Ora che l’Oms lancia l’allarme
cancro per un’alimentazione basata su carne
e insaccati, cambiano i tempi, che tra l’altro ci hanno resi più
longevi, grazie alla ricerca scientifica, ma le regola di una sana
alimentazione sono le stesse. Negli anni Settanta si chiamava macrobiotica ed
era patrimonio della controcultura. Oggi si chiama biologico, il 10% delle
terre coltivate, o biodinamico. E si tratta di favorire il metabolismo con una
dieta sana che favorisca l’ambiente e gli animali.

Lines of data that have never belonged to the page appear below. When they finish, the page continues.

PR #2919, opened 2019-09-19
Was blocking out syntax errors by accident

agduncan94:
Was catching an exception I just threw so it wasn't actually printing the message

### DIFF
--- a/dockstore-common/src/main/scala/io/dockstore/common/WdlBridge.scala
+++ b/dockstore-common/src/main/scala/io/dockstore/common/WdlBridge.scala
@@ -318,6 +318,7 @@ class WdlBridge {
         throw new WdlParser.SyntaxError(bundle.left.get.head)
       }
     } catch {
+      case ex: WdlParser.SyntaxError => throw new WdlParser.SyntaxError(ex.getMessage())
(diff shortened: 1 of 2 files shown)


dockstore-common/src/main/scala/io/dockstore/common/WdlBridge.scala
```diff
@@ -318,6 +318,7 @@ class WdlBridge {
         throw new WdlParser.SyntaxError(bundle.left.get.head)
       }
     } catch {
+      case ex: WdlParser.SyntaxError => throw new WdlParser.SyntaxError(ex.getMessage())
```
coverbeck: Couldn't you just throw ex instead of wrapping a new SyntaxError around it?

Also, I'm not understanding how this changes things that much; it was throwing the same thing before, just with an additional string in front of it. Now the prepended string won't be there.

OTOH, my Scala is not great, so I may not get this.

agduncan94: So the gist is that I was throwing an exception and didn't realise I was right away catching it again. This would work fine but the message isn't persisted (don't know why) in the new exception, which is an issue for validation messages.

Your suggestion works, just throwing the same exception.

I think the goal here is that for syntax errors we should print a proper error message, but for any other exception being thrown by the creation of a wombundle we just have a generic message string. 

Also ya, Scala is strange.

Non vegetarianesimo puro e
semplice, che gli eccessi sempre nuocciono, ma un insieme di norme e regole senza
fare largo uso di ormoni, pesticidi chimici e additivi. Principi di biologico e
biodinamico sono sostenere la biodiversità contrastando le grandi monocolture e
praticando pratiche antiche quali il riposo della terra e il sovescio. Ossia
girare la terra per concimarla con elementi naturali e ruotare le colture per
non avere sempre lo stesso prodotto ma arricchire la varietà di prodotti che la
terra può dare.
Con questi metodi si producono cibi naturali e sani, anche se
più costosi degli altri, e si favorisce una dieta basata su cereali, vegetali,
legumi, come insegnava l’antica saggezza dell’Estremo Oriente e in Giappone
fanno ancora oggi, vedi i fagioli azuki, la soya, il ramen, il miso e i vari
tipi di verdura, pesce e the (bancha, oolong, nero, verde) e caffè senza
caffeina (bardana, dendelio). Non per niente il padiglione del Giappone a Expo
è stato il più premiato anche se pensiamo il meno visto data la coda di anche
parecchie ore per entrarvi. Noi in
compenso abbiamo la dieta mediterranea: verdure, olio, pesce, pasta, anche
integrale, e Slow Food ha inventato il sistema dei Presìdi, poi esportato in
tutto il mondo con Terra Madre, con i quali si difendono ben precisi metodi di
produzione naturali come sono stati tramandati tradizionalmente.
Anche qui
un’operazione complessa e costosa di cui si vedono gli esiti positivi appena
adesso, che ad una generazione di persone che hanno studiato legge o lettere,
si sta sostituendo una generazione di giovani, anche laureati, magari in
Scienze dell’Alimentazione, che tornano alla terra dei padri apportandovi tutte
le novità che si sono sviluppate negli ultimi trent’anni. Macchinari di nuova
generazione, sementi non ogm, apparecchi per sondare lo stato del clima e del
terreno e per trasformare i rifiuti in materiale riutilizzabile. La
sostenibilità, in una parola, è la scommessa futura dell’agricoltura, ma solo a
patto di non farsela “scippare” dagli accordi TTip con gli Usa che
determinerebbero l’accesso al nostro mercato di prodotti americani “italian
sounding” che poco di italiano hanno davvero.
Le nostre leggi e norme, quanto a
derivazione di un prodotto, tipicità e tradizione, sono molto più stringenti:,
si vedano i disciplinari di Bruxelles delle Dop e delle Igp, i prodotti a
denominazione di origine che finora ci hanno permesso di mangiare cibi
controllati e “d’autore”. Adesso viviamo un mondo tutto in movimento in cui la
parola d’ordine è globalizzazione. Ed è proprio per questo che si fa di tutto
per esportare di più. Confortante il caso del nostro vino che seppur secondo
alla Francia, ha aumentato del 20% l’export in Cina, dove è considerato un
prodotto di lusso per le generazioni dei nuovi ricchi.